The study does not fully characterize the mechanism by which a father's nicotine exposure affects his offspring's metabolism, but the phenomenon fits within the broader framework of epigenetic inheritance - changes in gene expression that are passed from parent to child without altering the DNA sequence itself. Nicotine and other environmental exposures can modify chemical tags on DNA and associated proteins in sperm cells, and these modifications can influence how genes are activated in the next generation.

This is an active area of research with significant implications. If confirmed and extended to humans, it would mean that a man's lifestyle choices before conception - including tobacco use - could affect his children's health in ways that are not captured by traditional genetic risk assessments.

Mouse study, human questions

The standard caveat applies forcefully here: this is a mouse study. Mice metabolize nicotine differently than humans, their reproductive biology differs in important ways, and the exposure model - nicotine dissolved in drinking water - does not replicate how humans consume tobacco products. The doses used may not correspond to typical human exposure levels.

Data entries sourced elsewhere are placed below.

PR #26, opened 2022-05-03
car_washing_station v1

SairusQw:


app/main.py
```diff
@@ -1,8 +1,45 @@
...
+        return round(price / self.distance, 1)
+
+    def wash_single_car(self, car):
+        if self.clean_power > car.clean_mark:
+            car.clean_mark = self.clean_power
+        return car
+
+    def rate_service(self, rating):
+        self.count_of_ratings += 1
+        full_rating = self.average_rating * (self.count_of_ratings - 1)
```
IvanRamyk, line 41: If you swap the first two lines of the method It'll become more readable :) In that case, you shouldn't subtract one from the rating count.
```suggestion
        full_rating = self.average_rating * self.count_of_ratings
```

IvanRamyk (changes requested):

Abnormaltype (changes requested):
All tests should are passed

IvanRamyk (approved):
Good job!

PR #32, opened 2022-05-15
'Solution'

Magus6784:


app/main.py
```diff
@@ -1,8 +1,46 @@
...
+        income = 0
+
+        for car in cars:
+            if car.clean_mark < self.clean_power:
+                income += self.calculate_washing_price(car)
+                self.wash_single_car(car)
+        return round(income, 1)
+
+    def wash_single_car(self, car):
+        car.clean_mark = self.clean_power
```
TPolina, line 29: add check that clean_mark < clean_power. If you run this method separately it will not work correctly

app/main.py
```diff
@@ -1,8 +1,46 @@
...
+
+    def calculate_washing_price(self, car: Car):
+        return round(
+            (car.comfort_class * (self.clean_power - car.clean_mark
+                                  ) * self.average_rating
+             ) / self.distance_from_city_center, 1
+        )
```
TPolina, line 36: bad style, try to make calculation more readable

app/main.py
```diff
@@ -1,8 +1,46 @@
...
+
+    def rate_service(self, rate):
+        self.average_rating = round(
+            ((self.average_rating * self.count_of_ratings) + rate
+             ) / (self.count_of_ratings + 1), 1)
```
TPolina, line 41: same here

TPolina (changes requested):

app/main.py
Magus6784: Fixed

TPolina (approved):
Well done!

PR #33, opened 2022-05-15
'Solution'

Serhii-Leonenko:


app/main.py
```diff
@@ -1,8 +1,54 @@
...
+                         / self.distance_from_city_center, 1)
+
+    def serve_cars(self, list_of_cars: list):
+        income = 0
+        for car in list_of_cars:
+            if self.can_wash_car(car):
+                income += (car.comfort_class
+                           * (self.clean_power - car.clean_mark)
+                           * self.average_rating
+                           / self.distance_from_city_center)
```
TPolina, line 42: don't repeat yourself: use method you wrote

app/main.py
```diff
@@ -1,8 +1,54 @@
...
+                car.clean_mark = self.clean_power
```
TPolina, line 43: same here

TPolina (changes requested):

TPolina:
fix flake8

app/main.py
Serhii-Leonenko: But, if i don't mistake, it will be the best practice soon, or no ?)
https://prnt.sc/0nwHZjOTU9Bx

app/main.py
TPolina: and here use `wash_single_car` method

TPolina (changes requested):
please, fix remarks in the comments

app/main.py
Serhii-Leonenko: aaaa, ok

app/main.py
Serhii-Leonenko: yes, i understood you

app/main.py
Serhii-Leonenko: Ok, i will try)

Serhii-Leonenko: Yes, you are right, unfortunately  i didn't think about that i can not to round the result of  serve_cars

TPolina (approved):

PR #34, opened 2022-05-15
Solution

MykolaIF:


app/main.py
```diff
@@ -1,8 +1,46 @@
...
+
+    def wash_single_car(self, car: Car) -> None:
+        car.clean_mark = self.clean_power
+
+    def rate_service(self, rate: int) -> None:
+        self.count_of_ratings += 1
+        self.average_rating = round(
+            (self.average_rating * (self.count_of_ratings - 1) +
+             + rate) / self.count_of_ratings, 1
+        )
```
Abnormaltype, line 46: You can calculate `self.average_rating `first and then increment `self.count_of_ratings.`
In that case, you get rid of -1 in the expression, which could be a bit confusing.

app/main.py
```diff
@@ -1,8 +1,46 @@
...
+    def calculate_washing_price(self, car: Car):
+        price = (
+            car.comfort_class * (self.clean_power - car.clean_mark) * self.
+            average_rating / self.distance_from_city_center
+        )
+
+        return round(price, 1)
+
+    def wash_single_car(self, car: Car) -> None:
+        car.clean_mark = self.clean_power
```
Abnormaltype, line 39: please implement this 
`wash_single_car` - method, that washes a single car, so it should have `clean_mark` equals wash station's `clean_power`, if `wash_station.clean_power` is greater than `car.clean_mark`

Abnormaltype (changes requested):

PR #38, opened 2022-05-16
make solution to hw4

BohdanKryven:


app/main.py
```diff
@@ -1,8 +1,42 @@
...
+        return round(price, 1)
+
+    def calculate_washing_price(self, car: Car):
+        return round(
+            car.comfort_class * abs(
+                self.clean_power - car.clean_mark
+            ) * self.average_rating / self.distance_from_city_center, 1)
+
+    def wash_single_car(self, car: Car):
+        car.clean_mark = self.clean_power
```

The study examined first-generation offspring. Whether the metabolic changes persist into subsequent generations, or whether they amplify or diminish, is unknown. Multi-generational studies would be needed to address this question.

The sample sizes are not specified in the available information, and the statistical power of the findings cannot be independently assessed from the press release. The sex-specific nature of the results - different effects in male and female offspring - adds complexity that would benefit from replication in larger cohorts.

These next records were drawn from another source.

PR #688, opened 2023-08-04
Solution

eduardhabryd:


app/main.py
```diff
@@ -1,8 +1,80 @@
...
+        for serving this list of Car's,
+        rounded to 1 decimal
+        """
+        income = 0
+        for car in cars:
+            if self.clean_power > car.clean_mark:
+                income += self.calculate_washing_price(car)
+                self.wash_single_car(car)
+
+        return round(income, 1)
```
maxkatkalov, line 38: It can be implemented in one line return, it is more efficient. Try to make calculations in `return round()`

app/main.py
```diff
@@ -1,8 +1,80 @@
...
+        """
+        Method, that washes a single car
+
+        :param car: a car that we want to wash
+        :return: it should have clean_mark equals wash station's clean_power,
+        if wash_station.clean_power is greater than car.clean_mark
+        """
+        if self.clean_power > car.clean_mark:
+            car.clean_mark = self.clean_power
+        return None
```
maxkatkalov, line 64: Unnecessary return here, because annotation `-> None` doesn't make u to write return

app/main.py
```diff
@@ -1,8 +1,80 @@
...
+        :return: based on this single rate average_rating
+        and count_of_ratings should be changed
+        """
+        new_average = round(
+            (self.count_of_ratings * self.average_rating + rating)
+            / (self.count_of_ratings + 1),
+            1)
+        self.count_of_ratings += 1
+        self.average_rating = new_average
+        return None
```
maxkatkalov, line 80: Unnecessary return here, because annotation `-> None` doesn't make u to write return

maxkatkalov (changes requested):
Good job, but some small changes are needed to be implemented to clean code.

app/main.py
```diff
@@ -1,8 +1,78 @@
...
+        return round(income, 1)
+
+    def calculate_washing_price(self, car: Car) -> float:
+        """
+        Method, that calculates cost for a single car wash
+
+        :param car: a car that we need to calculate the price for
+        :return: returns number rounded to 1 decimal
+        """
+        power_mark_difference = self.clean_power - car.clean_mark
```
maxkatkalov, line 47: It can be implemented in one line return, it is more efficient. Try to make calculations in `return round()`

app/main.py
```diff
@@ -1,8 +1,78 @@
...
+        washing_price = (car.comfort_class
+                         * power_mark_difference
+                         * self.average_rating
+                         / self.distance_from_city_center)
+        return round(washing_price, 1)
```
maxkatkalov, line 52: It can be implemented in one line return, it is more efficient. Try to make calculations in `return round()`

maxkatkalov (approved):
niiiice

Kroll410 (approved):

PR #689, opened 2023-08-06
Solution

denys-source:


app/main.py
```diff
@@ -1,8 +1,44 @@
...
+
+    def __init__(self, distance_from_city_center: float, clean_power: int,
+                 average_rating: float, count_of_ratings: int) -> None:
+        self.distance_from_city_center: float = distance_from_city_center
+        self.clean_power: int = clean_power
+        self.average_rating: float = average_rating
+        self.count_of_ratings: int = count_of_ratings
+
+    def calculate_washing_price(self, car: Car) -> float:
+        if self.clean_power > car.clean_mark:
```
OlegatorLE, line 20: you are duplicating the code! method serve_cars has already done this check

app/main.py
```diff
@@ -1,8 +1,44 @@
...
+            price: float = (car.comfort_class
+                            * (self.clean_power - car.clean_mark)
+                            * self.average_rating
+                            / self.distance_from_city_center)
+            return round(price, 1)
+        return 0
+
+    def wash_single_car(self, car: Car) -> None:
+        if self.clean_power > car.clean_mark:
```
OlegatorLE, line 29: you are duplicating the code! method serve_cars has already done this check

OlegatorLE (changes requested):
code duplication fixes

app/main.py
denys-source: i have done this on purpose in case these methods will be used alone. without this check return value can be negative

OlegatorLE: I can't agree with you. This is the same check and the method will not run if the condition is not passed. Please, give an example where the result can be negative

denys-source: for example:
```
audi = Car(comfort_class=4, clean_mark=9, brand='Audi')

wash_station = CarWashStation(
    distance_from_city_center=5,
    clean_power=6,  # clean_power is less then audi.clean_mark
    average_rating=3.5,
    count_of_ratings=6)

income = wash_station.calculate_washing_price(audi)

print(income)  # -8.4
```

OlegatorLE: so we do not call this method to calculate income according to the condition of the problem) I think, in the future, we will be explained the difference between private, protected and ordinary methods in classes. you need to use the serve_cars method even if there is only one car

OlegatorLE (approved):

PR #690, opened 2023-08-06
Solution

OlegatorLE:


app/main.py
```diff
@@ -1,8 +1,50 @@
...
+
+    def calculate_washing_price(self, car: Car) -> float:
+        return \
+            car.comfort_class \
+            * (self.clean_power - car.clean_mark) \
+            * self.average_rating \
+            / self.distance_from_city_center
+
+    def wash_single_car(self, car: Car) -> None:
+        print(type(car))
```
innyshka, line 42: I think this line should be removed

innyshka (changes requested):
in general, everything is fine, just remove line 42

app/main.py
OlegatorLE: deleted

innyshka (approved):

Kroll410 (approved):

PR #692, opened 2023-08-06
Solution for py-car-wash-station

Barsh4ec:


app/main.py
```diff
@@ -1,8 +1,43 @@
...
+
+    def serve_cars(self, cars: list) -> int | float:
+        income = 0
+        for car in cars:
+            if self.clean_power >= car.clean_mark:
+                income += self.calculate_washing_price(car)
+                self.wash_single_car(car)
+        return income
+
+    def calculate_washing_price(self, car: Car) -> int | float:
```
ORENYT, line 30: int | float -> float

ORENYT, line 30: calculate_washing_price will always produce float, int annotation is wrong.

ORENYT (approved):
func calculate_washing_price will always produce float. int annotation is wrong. Everything else is correct. 
Value used to count price is float, so outcome will always be float according to math operations.

ORENYT (approved):
Well done in my opinion

Kroll410 (approved):

PR #696, opened 2023-08-07
Solution

9rosLove:


app/main.py
```diff
@@ -1,8 +1,57 @@
...
+                 comfort_class: int,
+                 clean_mark: int,
+                 brand: str
+                 ) -> None:
+        self.comfort_class = comfort_class
+        self.clean_mark = clean_mark
+        self.brand = brand
 
 
 class CarWashStation:
```
Kroll410, line 12: Apply formatter, you can try black here

Kroll410 (changes requested):

app/main.py
9rosLove: > still not fixed indentation

Can you add more details, pls?
In my opinion, the return type ") -> None:" should be either at the end of the 5th line or on the 6th line in alignment with "def".
But in the first case occurs  flake8 ".\main.py:2:80: E501 line too long (80 > 79 characters)" 
and in the second ".\main.py:3:5: E124 closing bracket does not match visual indentation".

9rosLove: or should I place each __init__ parameter from a new line?

app/main.py
```diff
@@ -1,8 +1,48 @@
 class Car:
-    # write your code here
-    pass
+    def __init__(self, comfort_class: int, clean_mark: int, brand: str
+                 ) -> None:
```
IvanRamyk, line 3:
```suggestion
    def __init__(
        self, 
        comfort_class: int, 
        clean_mark: int, 
        brand: str
     ) -> None:
```

IvanRamyk: I believe this is the best way to deal with many argument in the function/method declaration

IvanRamyk (changes requested):

app/main.py
```diff
@@ -1,8 +1,50 @@
 class Car:
-    # write your code here
-    pass
+    def __init__(self, comfort_class: int,
```
IvanRamyk, line 2: style is still not fixed :) 
tests are failed because of that

make sure flake check is passed

IvanRamyk (changes requested):

app/main.py
```diff
@@ -1,8 +1,51 @@
 class Car:
-    # write your code here
-    pass
+    def __init__(self,
```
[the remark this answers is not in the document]
IvanRamyk: if you have questions about how to do it, contact mentors in Slack

Kroll410 (approved):

PR #701, opened 2023-08-07
py-car-wash-station

yaroslav-mazurkevych:


app/main.py
```diff
@@ -1,8 +1,56 @@
...
+        return income
+
+    def calculate_washing_price(self, cars: Any) -> float:
+
+        income = cars.comfort_class * (self.clean_power - cars.clean_mark)\
+            * self.average_rating / self.distance_from_city_center
+
+        return round(income, 1)
+
+    def check_clean_mark_lower_then_power(self, car: Any) -> None:
```
Ihor-MA, line 44: Better to use car: Car. It shows that car expect object of type Car

Ihor-MA (approved):

app/main.py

And while the researchers note that the use of pure nicotine means the effects are not attributable to other chemicals in tobacco products, it also means the study does not address whether actual cigarette smoking or vaping produces the same or different effects through nicotine exposure alone versus the combined chemical load.

Preconception health is not just for mothers

Despite these limitations, the study contributes to a growing argument for expanding preconception health counseling to include fathers. An estimated 40.1 million people in the United States have diabetes. Men consume more tobacco products than women. If paternal nicotine exposure is even a minor contributor to offspring metabolic risk, the population-level implications are substantial given the scale of both tobacco use and diabetes prevalence.

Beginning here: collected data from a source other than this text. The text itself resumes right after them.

PR #713, opened 2023-08-12
Solution

prochigor:


app/main.py
```diff
@@ -1,8 +1,50 @@
...
+        self.count_of_ratings = count_of_ratings
+
+    def serve_cars(self, car_list: list) -> int:
+        inc = 0
+        for car in car_list:
+            inc += self.calculate_washing_price(car)
+            self.wash_single_car(car)
+        return inc
+
+    def calculate_washing_price(self, mark: Any) -> int | float:
```
LiudmylaKulinchenko: You should not use Any if you can specify type more clear
Change throughout the code

LiudmylaKulinchenko (changes requested):

app/main.py
```diff
@@ -1,8 +1,47 @@
...
+            average_rating: float,
+            count_of_ratings: int
+    ) -> None:
+        self.distance_from_city_center = distance_from_city_center
+        self.clean_power = clean_power
+        self.average_rating = round(average_rating, 1)
+        self.count_of_ratings = count_of_ratings
+
+    def serve_cars(self, car_list: list) -> int:
+        inc = 0
```
LiudmylaKulinchenko: please, use descriptive name instead of `inc`
It could be a few more symbols but much higher readability

LiudmylaKulinchenko (changes requested):

app/main.py
```diff
@@ -1,8 +1,47 @@
...
+        self.clean_mark = clean_mark
+        self.brand = brand
 
 
 class CarWashStation:
-    # write your code here
-    pass
+    def __init__(
+            self,
+            distance_from_city_center: int | float,
```
wQuelS: this attribute can be `from 1.0 to 10.0` - so it is always a float. No int is gonna be stored here

app/main.py
```diff
@@ -1,8 +1,47 @@
...
+            clean_power: int,
+            average_rating: float,
+            count_of_ratings: int
+    ) -> None:
+        self.distance_from_city_center = distance_from_city_center
+        self.clean_power = clean_power
+        self.average_rating = round(average_rating, 1)
```
wQuelS: why? what was the idea behind this decision ?

app/main.py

Chamorro-Garcia emphasized that considering the evidence that male exposure can increase the likelihood of their children developing chronic diseases, it is crucial to incorporate male health into preconception care. The current focus on maternal health during pregnancy, while essential, may be missing a piece of the puzzle.

For now, the evidence is in mice. But the direction of the findings aligns with other studies showing that paternal environmental exposures - including diet, stress, and chemical exposure - can leave biological marks on the next generation. The specific connection between nicotine and offspring metabolism adds a concrete data point to that broader picture.

Source: "Exposure of Male Mice to Nicotine Leads to Metabolic Dysfunction in their Male and Female Offspring." Published in the Journal of the Endocrine Society, 2026. Lead institution: University of California, Santa Cruz. Senior author: Raquel Chamorro-Garcia. Funded by NIH/NIEHS, UC Office of the President Tobacco-related Disease Research Program, and UC Santa Cruz start-up funds.